How to show a specific sequence bounded in $H^{-1}(\Omega)^n$?

Question

Let $\Omega\subset \mathbb{R}^n$ be a bounded smooth domain and $\{p_m^*\}\subset L^2(\Omega)$ a sequence. I know that for every $m\in \mathbb{N}$ the element $v(p_m^*)\in H_0^1(\Omega)^n$ satisfies $$((v(p_m^*),w)) = (f,w) + (p_m^*, \text{div }w) \quad \forall w\in H_0^1(\Omega)^n,$$ where $((u,v))= \sum_{1\leq i,j \leq n}(D_iu_j, D_iv_j)$.

I also know that the sequence $\{v(p_m^*)\}$ is bounded in $H_0^1(\Omega)^n$.

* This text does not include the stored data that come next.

PR #1846, opened 2021-07-23
Implement automatic fixes for `ImmutablesStyle`

carterkozak:
## Before this PR
Lots of blocked baseline-upgrade excavators, which in turn block Gradle 7 rollout.

## After this PR
Autofix the `ImmutablesStyle` check in a naive way. I'm not thrilled with the code we produce, but I think it satisfies the classpath cleanliness concern without requiring manual intervention.
==COMMIT_MSG==
Implement automatic fixes for `ImmutablesStyle`
==COMMIT_MSG==

## Possible downsides?
The error-prone fix api doesn't allow us to create new files, so I've added suppressions for our `OuterTypeFilename` and `OneTopLevelClass` checkstyle rules.
Ideally we'd detect style configurations that match our style library and use that instead.
Ideally we'd aggregate identical style configurations into a single meta-annotation instead of creating one per class.

### DIFF
--- a/baseline-error-prone/src/test/java/com/palantir/baseline/errorprone/ImmutablesStyleTest.java
+++ b/baseline-error-prone/src/test/java/com/palantir/baseline/errorprone/ImmutablesStyleTest.java
@@ -32,6 +32,30 @@ public class ImmutablesStyleTest {
     }
 
     @Test
+    public void fixInlineAnnotation() {
+        fix().addInputLines(
+                        "Person.java",
+                        "import org.immutables.value.Value;",
+                        "@Value.Style(visibility = Value.Style.ImplementationVisibility.PUBLIC)",
+                        "public interface Person {}")
+                .addOutputLines(
+                        "Person.java",
+                        "import java.lang.annotation.ElementType;",
+                        "import java.lang.annotation.Retention;",
+                        "import java.lang.annotation.RetentionPolicy;",
+                        "import java.lang.annotation.Target;",
+                        "import org.immutables.value.Value;",
+                        "@PersonStyle",
+                        "public interface Person {}",
+                        "@Target(ElementType.TYPE)",
+                        "@Retention(RetentionPolicy.SOURCE)",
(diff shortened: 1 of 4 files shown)


pkoenig10:
Another option is to just fix by suppressing warnings for this check.

This check is really targeted at libraries - it matters less for servers. And most of our widely used libraries are well maintained and not blocked on this check.

The check will still prevent new occurrences because we don't apply fixes by default, so that seems like a reasonable compromise. Especially given that this check has been out for almost 2 months now.

carterkozak:
That's fair, I've updated the top-level-class case to suppress, while nested classes still get a new meta-annotation

baseline-error-prone/src/test/java/com/palantir/baseline/errorprone/ImmutablesStyleTest.java
```diff
@@ -31,6 +31,49 @@ public void testInlineAnnotation() {
...
+                        "import java.lang.annotation.ElementType;",
+                        "import java.lang.annotation.Retention;",
+                        "import java.lang.annotation.RetentionPolicy;",
+                        "import java.lang.annotation.Target;",
+                        "import org.immutables.value.Value;",
+                        "public class Enclosing {",
+                        "  @Target(ElementType.TYPE)",
+                        "  @Retention(RetentionPolicy.SOURCE)",
+                        "  @Value.Style(visibility = Value.Style.ImplementationVisibility.PUBLIC)",
+                        "  @interface PersonStyle {}",
```
pkoenig10, line 70: Can this be private? Or does that not work with immutables?

pkoenig10 (approved):

baseline-error-prone/src/test/java/com/palantir/baseline/errorprone/ImmutablesStyleTest.java
carterkozak: It would fail to compile when encapsulated within an interface, in that case the annotation will be public. I’m not terribly worried about that case because it won’t have any runtime impact, only build time.

PR #1848, opened 2021-07-23
auto-apply MethodCanBeStatic

iamdanfox:
## Before this PR

I frequently make a code-review suggestion that a method could be static. It occurred to me that this should probably be automated, and indeed Google's error-prone already includes https://errorprone.info/bugpattern/MethodCanBeStatic - but this is a SUGGESTION by default.

I tried it out on an internal project (AS) by running `./gradlew classes -PerrorProneApply=MethodCanBeStatic` and it produced a +135-137 line diff. https://github/foundry/a-s/pull/2915

## After this PR
==COMMIT_MSG==
Automatically apply MethodCanBeStatic
==COMMIT_MSG==

## Possible downsides?
- some lambda references become slightly more verbose, which might trip one-liners onto multiple lines:

```diff
- .map(this::asPredicate)
+.map(InMemoryTestCatalog::asPredicate)
```
- making lots of java changes would mean baseline excavators require approval, which might slow down adoption
- I don't want people to think that static methods are preferred to instance methods in _all_ cases (because they don't really allow dependency injection, interfaces, encapsulation etc)

### DIFF
--- a/baseline-error-prone/src/main/java/com/palantir/baseline/errorprone/CompileTimeConstantViolatesLiskovSubstitution.java
+++ b/baseline-error-prone/src/main/java/com/palantir/baseline/errorprone/CompileTimeConstantViolatesLiskovSubstitution.java
@@ -95,7 +95,7 @@ public final class CompileTimeConstantViolatesLiskovSubstitution extends BugChec
         return Description.NO_MATCH;
     }
 
-    private boolean anySuperMethodsMissingParameterAnnotation(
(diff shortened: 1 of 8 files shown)


carterkozak:
I think this is reasonable, although I think it's best if we roll out a temporary excavator to apply these suggested fixes prior to coupling it with baseline upgrades.

robert3005:
I think the excavator has been out in the wild for a while - how about merging this?

carterkozak:
The excavator was reverted because it broke things. See excavator-gradle#2559

PR #1851, opened 2021-07-23
Fix PreferSafeLogger edge case that produced non-compiling code

carterkozak:
In most cases we wouldn't go this far to ensure green builds, these
are easy enough to manually update. However, it's important that
automation can roll out the new facade without blocking for devs
to make changes, and we can follow-up with a strict check later
on to migrate the rest.

==COMMIT_MSG==
Fix PreferSafeLogger edge case that produced suggested fixes that didn't compile without human interaction.
==COMMIT_MSG==

### DIFF
--- a/baseline-error-prone/src/test/java/com/palantir/baseline/errorprone/PreferSafeLoggerTest.java
+++ b/baseline-error-prone/src/test/java/com/palantir/baseline/errorprone/PreferSafeLoggerTest.java
@@ -210,4 +210,48 @@ class PreferSafeLoggerTest {
                 .expectUnchanged()
                 .doTest();
     }
+
+    @Test
+    void testGetNameInArgUnmodified() {
+        // getName is not supported by SafeLogger, so we shouldn't make changes that won't compile.
+        fix().addInputLines(
+                        "Test.java",
+                        "import com.palantir.logsafe.*;",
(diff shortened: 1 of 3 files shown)


baseline-error-prone/src/test/java/com/palantir/baseline/errorprone/PreferSafeLoggerTest.java
```diff
@@ -210,4 +210,48 @@ void testPassedLoggerUnmodified() {
...
+    void testGetNameInArgUnmodified() {
+        // getName is not supported by SafeLogger, so we shouldn't make changes that won't compile.
+        fix().addInputLines(
+                        "Test.java",
+                        "import com.palantir.logsafe.*;",
+                        "import org.slf4j.*;",
+                        "class Test {",
+                        "  private static final Logger log = LoggerFactory.getLogger(Test.class);",
+                        "  void action() {",
+                        "    log.info(\"foo\", SafeArg.of(\"name\", log.getName()));",
```
carterkozak, line 224: Previously the `log.getName()` method invocation hid in the shadow of the parent log.info node, so the recommended fix wouldn't compile.

tpetracca (approved):

PR #1863, opened 2021-08-06
recommend witchcraft logging

carterkozak:
==COMMIT_MSG==
Recommend the Witchcraft logging plugin when the sls-packaging distribution plugin is detected
==COMMIT_MSG==

### DIFF
--- a/gradle-baseline-java/src/main/groovy/com/palantir/baseline/plugins/BaselineIdea.groovy
+++ b/gradle-baseline-java/src/main/groovy/com/palantir/baseline/plugins/BaselineIdea.groovy
@@ -132,6 +132,7 @@ class BaselineIdea extends AbstractBaselinePlugin {
                 Node node = provider.asNode()
                 recommendWitchcraftLoggingPlugin(node)
             }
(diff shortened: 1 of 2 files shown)


gradle-baseline-java/src/main/groovy/com/palantir/baseline/plugins/BaselineIdea.groovy
```diff
@@ -119,6 +120,29 @@ class BaselineIdea extends AbstractBaselinePlugin {
...
+                Node node = provider.asNode()
+                recommendWitchcraftLoggingPlugin(node)
+            }
+            recommendWitchcraftLoggingPluginForIntellijImport(rootProject)
+        }
+    }
+
+    private static boolean hasJavaServiceDistributionPluginLoaded() {
+        try {
+            Class.forName('com.palantir.gradle.dist.service.JavaServiceDistributionPlugin')
```
carterkozak, line 141: Won't work using the `plugins {}` dsl, but we don't use that at this point.

carterkozak:
I've manually verified that this functions as expected for both gradle integration and ipr workflows.

fawind (approved):

PR #1865, opened 2021-08-09
Add class to generate list of default errorprone checks.

NickHolden:
## Before this PR
In pgdev we had to manually list all of the baseline errorprone checks that we wanted to enable. This meant that we were not automatically using new checks as they are developed.

## After this PR
We now have a way to populate a list of al baseline errorprone checks by not relying on a static list.

==COMMIT_MSG==
==COMMIT_MSG==


carterkozak:
How will this be called? I believe `gradle-baseline-java` (the plugin) doesn't directly depend on `baseline-error-prone`, so this utility wouldn't be reachable without a buildscript dependency onto the error-prone checks jar.

bjlaub:
> How will this be called? I believe `gradle-baseline-java` (the plugin) doesn't directly depend on `baseline-error-prone`, so this utility wouldn't be reachable without a buildscript dependency onto the error-prone checks jar.

@carterkozak yeah, it's not great. For our use case, we were already doing this with `error_prone_core` as well so I was willing to accept that as an inevitability, but it's not ideal for the general use case.

Thoughts on exposing `DefaultChecks.getEnabledErrors` via the extra properties extension?

PR #1944, opened 2021-10-27
Plumb Add-Exports through to execution and annotation processing sites

carterkozak:
## Before this PR
Unable for jars to define the `--add-exports` options they need.
We added this to support safepoint metrics, however it would become unnecessary if we add a way to collect manifest entries in sls-packaging: https://github.com/palantir/sls-packaging/blob/7ac5d3bef6528fe36e8dc5a249c2540b7a7023c4/gradle-sls-packaging/src/main/java/com/palantir/gradle/dist/service/tasks/LaunchConfigTask.java#L63-L67

## After this PR
==COMMIT_MSG==
Plumb Add-Exports through to execution sites
==COMMIT_MSG==

sls-packaging piece here: https://github.com/palantir/sls-packaging/pull/1215
Ideas how we can deduplicate that code?

## Possible downsides?
It's a bit funky, we don't have a way to pass this through to IDEs aside from intellij idea with gradle integration.
We're re-purposing the `Add-Exports` manifest entry in a way that's slightly different from how it was intended.


gradle-baseline-java/src/main/groovy/com/palantir/baseline/plugins/BaselineModuleJvmArgs.java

QUESTION: How to show that $\{\nabla p_m^*\}$ is bounded in $H^{-1}(\Omega)^n$, which is the dual of $H_0^1(\Omega)^n$?

Answer 1

By definition, the weak gradient satisfies $$ \int_\Omega \nabla p_m \cdot \phi dx = -\int_\Omega p_m \ div(\phi) dx $$ for all $\phi\in C_c^\infty(\Omega)^n$. Using your equation, this is equivalent to $$ \int_\Omega \nabla p_m \cdot \phi dx = (f,\phi) - (( \nu(p_m),\phi)). $$ Hence it holds $$ \left | \int_\Omega \nabla p_m \cdot \phi dx \right| \le \|f\|_{H^{-1}} \|\phi\|_{H^1} + \|\nu(p_m)\|_{H^1})\|\phi\|_{H^1}. $$ This shows that the functionals $$ \phi \mapsto \int_\Omega \nabla p_m \cdot \phi dx $$ are functionals on $H^1_0(\Omega)$, and bounded in $H^{-1}$, which implies that the weak gradients of $p_m$ are bounded in $H^{-1}$.